= PROBLEM REQUIREMENTS =
Go through the entries below and tally the lines containing the string "getMonth"; report only the tally.

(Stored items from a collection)
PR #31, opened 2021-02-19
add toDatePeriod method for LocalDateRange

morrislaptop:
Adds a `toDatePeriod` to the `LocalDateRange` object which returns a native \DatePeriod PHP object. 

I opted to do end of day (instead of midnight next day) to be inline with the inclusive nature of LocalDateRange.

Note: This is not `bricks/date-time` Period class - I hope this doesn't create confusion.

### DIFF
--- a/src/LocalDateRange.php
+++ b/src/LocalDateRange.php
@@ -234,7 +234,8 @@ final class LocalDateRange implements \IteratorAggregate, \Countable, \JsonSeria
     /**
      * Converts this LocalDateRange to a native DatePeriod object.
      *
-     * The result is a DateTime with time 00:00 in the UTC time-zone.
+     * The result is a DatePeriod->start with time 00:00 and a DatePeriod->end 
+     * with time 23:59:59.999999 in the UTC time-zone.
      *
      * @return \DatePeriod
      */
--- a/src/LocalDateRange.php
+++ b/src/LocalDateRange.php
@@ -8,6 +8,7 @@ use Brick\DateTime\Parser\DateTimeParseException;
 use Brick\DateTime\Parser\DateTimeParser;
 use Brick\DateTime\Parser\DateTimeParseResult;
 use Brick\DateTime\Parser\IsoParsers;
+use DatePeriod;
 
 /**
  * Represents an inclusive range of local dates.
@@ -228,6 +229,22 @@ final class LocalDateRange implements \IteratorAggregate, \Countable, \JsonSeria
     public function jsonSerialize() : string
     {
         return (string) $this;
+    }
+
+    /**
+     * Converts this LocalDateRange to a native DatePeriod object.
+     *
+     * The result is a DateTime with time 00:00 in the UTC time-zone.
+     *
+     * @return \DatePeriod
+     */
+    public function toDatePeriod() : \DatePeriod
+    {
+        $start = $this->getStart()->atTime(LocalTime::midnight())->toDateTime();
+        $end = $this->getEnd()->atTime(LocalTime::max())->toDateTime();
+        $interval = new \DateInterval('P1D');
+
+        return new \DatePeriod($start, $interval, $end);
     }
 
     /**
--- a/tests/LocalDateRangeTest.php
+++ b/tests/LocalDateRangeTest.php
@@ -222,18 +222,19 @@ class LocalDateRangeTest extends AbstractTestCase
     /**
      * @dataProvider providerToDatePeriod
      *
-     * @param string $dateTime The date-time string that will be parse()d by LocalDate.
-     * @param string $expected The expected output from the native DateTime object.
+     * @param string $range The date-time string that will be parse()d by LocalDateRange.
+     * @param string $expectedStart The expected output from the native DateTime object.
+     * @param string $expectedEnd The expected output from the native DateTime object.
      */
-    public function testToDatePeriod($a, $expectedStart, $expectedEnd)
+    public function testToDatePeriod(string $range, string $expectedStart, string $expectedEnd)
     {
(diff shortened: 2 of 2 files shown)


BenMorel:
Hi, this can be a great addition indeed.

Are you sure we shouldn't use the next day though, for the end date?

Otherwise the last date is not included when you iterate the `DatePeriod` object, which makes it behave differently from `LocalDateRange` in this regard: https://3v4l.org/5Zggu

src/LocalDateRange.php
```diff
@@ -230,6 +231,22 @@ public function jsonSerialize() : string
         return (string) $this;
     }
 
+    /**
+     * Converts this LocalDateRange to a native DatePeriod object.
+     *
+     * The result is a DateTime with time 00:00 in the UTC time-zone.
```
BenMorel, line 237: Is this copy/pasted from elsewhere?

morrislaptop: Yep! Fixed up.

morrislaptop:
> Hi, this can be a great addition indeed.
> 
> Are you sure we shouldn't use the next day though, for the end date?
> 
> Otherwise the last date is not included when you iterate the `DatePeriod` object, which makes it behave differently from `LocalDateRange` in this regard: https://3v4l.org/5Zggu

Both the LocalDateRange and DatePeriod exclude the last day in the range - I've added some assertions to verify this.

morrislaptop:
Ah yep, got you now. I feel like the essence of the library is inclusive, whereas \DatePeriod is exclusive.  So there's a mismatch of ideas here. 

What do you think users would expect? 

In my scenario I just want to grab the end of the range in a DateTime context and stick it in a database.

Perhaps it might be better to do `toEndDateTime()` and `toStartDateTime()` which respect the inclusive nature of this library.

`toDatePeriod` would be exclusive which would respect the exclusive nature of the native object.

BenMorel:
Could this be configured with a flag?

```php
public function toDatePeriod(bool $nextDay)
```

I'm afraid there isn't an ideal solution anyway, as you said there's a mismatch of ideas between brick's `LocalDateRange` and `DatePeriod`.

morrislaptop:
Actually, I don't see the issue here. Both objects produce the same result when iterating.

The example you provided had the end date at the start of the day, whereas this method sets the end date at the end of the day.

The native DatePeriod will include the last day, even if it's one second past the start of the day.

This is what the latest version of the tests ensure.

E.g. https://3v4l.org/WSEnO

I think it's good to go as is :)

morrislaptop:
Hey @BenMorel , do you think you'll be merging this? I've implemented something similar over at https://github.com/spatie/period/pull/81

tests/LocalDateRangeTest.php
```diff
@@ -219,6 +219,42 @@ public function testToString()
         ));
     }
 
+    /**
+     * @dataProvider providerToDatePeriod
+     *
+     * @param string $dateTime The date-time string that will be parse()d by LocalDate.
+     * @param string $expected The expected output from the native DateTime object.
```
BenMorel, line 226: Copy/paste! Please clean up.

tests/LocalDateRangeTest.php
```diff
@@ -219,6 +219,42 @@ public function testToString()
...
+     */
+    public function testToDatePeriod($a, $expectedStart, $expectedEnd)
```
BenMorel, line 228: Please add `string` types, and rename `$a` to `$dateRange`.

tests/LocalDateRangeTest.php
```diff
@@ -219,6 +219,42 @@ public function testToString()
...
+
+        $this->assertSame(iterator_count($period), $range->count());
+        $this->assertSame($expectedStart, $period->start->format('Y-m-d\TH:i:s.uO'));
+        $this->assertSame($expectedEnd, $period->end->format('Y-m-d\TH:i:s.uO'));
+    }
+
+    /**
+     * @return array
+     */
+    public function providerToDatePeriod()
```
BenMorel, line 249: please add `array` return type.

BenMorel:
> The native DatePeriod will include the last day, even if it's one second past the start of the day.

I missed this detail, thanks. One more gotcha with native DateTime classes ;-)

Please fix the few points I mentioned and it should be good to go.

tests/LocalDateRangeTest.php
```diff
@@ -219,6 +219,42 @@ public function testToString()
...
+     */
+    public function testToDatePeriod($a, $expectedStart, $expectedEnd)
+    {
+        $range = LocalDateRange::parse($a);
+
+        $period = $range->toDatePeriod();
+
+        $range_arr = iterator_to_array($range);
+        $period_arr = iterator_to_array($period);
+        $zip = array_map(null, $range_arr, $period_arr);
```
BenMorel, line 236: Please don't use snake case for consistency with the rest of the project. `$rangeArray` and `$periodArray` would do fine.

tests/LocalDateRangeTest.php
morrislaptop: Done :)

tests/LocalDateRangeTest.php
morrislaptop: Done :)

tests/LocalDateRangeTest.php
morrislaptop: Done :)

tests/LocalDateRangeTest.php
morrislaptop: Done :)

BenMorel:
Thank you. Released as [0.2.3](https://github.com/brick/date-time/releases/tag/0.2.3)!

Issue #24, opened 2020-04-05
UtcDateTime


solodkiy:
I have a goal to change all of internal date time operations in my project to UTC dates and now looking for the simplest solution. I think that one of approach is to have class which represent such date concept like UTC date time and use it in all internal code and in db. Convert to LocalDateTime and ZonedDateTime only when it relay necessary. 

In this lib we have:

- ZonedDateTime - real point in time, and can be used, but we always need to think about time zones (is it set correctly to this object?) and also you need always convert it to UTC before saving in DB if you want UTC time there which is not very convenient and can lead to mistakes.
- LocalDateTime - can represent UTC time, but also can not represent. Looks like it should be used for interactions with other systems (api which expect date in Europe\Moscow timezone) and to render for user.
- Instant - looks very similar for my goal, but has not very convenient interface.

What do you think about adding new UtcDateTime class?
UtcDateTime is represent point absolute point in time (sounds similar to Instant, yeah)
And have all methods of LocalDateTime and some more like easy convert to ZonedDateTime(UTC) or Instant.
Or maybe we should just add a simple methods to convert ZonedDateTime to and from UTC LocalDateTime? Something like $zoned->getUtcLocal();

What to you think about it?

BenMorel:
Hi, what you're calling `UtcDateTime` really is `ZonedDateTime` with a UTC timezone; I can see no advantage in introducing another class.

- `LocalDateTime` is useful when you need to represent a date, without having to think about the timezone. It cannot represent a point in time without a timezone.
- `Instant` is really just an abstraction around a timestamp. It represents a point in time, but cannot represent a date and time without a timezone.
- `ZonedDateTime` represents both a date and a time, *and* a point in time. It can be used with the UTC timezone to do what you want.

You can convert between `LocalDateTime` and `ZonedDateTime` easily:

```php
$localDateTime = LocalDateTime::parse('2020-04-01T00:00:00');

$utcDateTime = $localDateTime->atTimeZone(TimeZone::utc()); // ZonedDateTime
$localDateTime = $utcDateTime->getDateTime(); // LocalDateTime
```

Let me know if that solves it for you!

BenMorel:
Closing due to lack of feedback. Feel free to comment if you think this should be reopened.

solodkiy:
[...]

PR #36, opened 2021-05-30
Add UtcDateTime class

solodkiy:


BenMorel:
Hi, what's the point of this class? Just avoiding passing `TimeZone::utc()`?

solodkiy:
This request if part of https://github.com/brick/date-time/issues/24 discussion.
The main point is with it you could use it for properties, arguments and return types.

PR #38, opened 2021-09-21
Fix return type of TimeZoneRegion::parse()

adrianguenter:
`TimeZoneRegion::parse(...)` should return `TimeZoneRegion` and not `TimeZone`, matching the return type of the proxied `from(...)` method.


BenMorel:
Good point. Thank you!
==
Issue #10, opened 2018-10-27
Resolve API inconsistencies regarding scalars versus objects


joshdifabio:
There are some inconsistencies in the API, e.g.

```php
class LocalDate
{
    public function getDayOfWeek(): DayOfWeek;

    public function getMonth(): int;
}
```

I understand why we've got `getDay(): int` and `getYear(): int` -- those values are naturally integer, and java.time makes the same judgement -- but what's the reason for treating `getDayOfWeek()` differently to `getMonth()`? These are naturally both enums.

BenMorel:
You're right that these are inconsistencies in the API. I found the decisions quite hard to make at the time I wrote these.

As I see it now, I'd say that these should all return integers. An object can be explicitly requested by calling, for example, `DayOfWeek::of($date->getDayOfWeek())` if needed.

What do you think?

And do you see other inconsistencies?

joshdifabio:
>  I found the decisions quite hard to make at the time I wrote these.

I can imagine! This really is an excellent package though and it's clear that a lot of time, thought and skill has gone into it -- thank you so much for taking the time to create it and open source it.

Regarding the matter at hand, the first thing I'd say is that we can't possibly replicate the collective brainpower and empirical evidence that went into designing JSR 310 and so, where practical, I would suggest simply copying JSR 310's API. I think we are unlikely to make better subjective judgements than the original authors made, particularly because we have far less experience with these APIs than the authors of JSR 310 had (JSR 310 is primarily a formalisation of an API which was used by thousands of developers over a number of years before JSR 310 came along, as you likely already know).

= REPLY =
2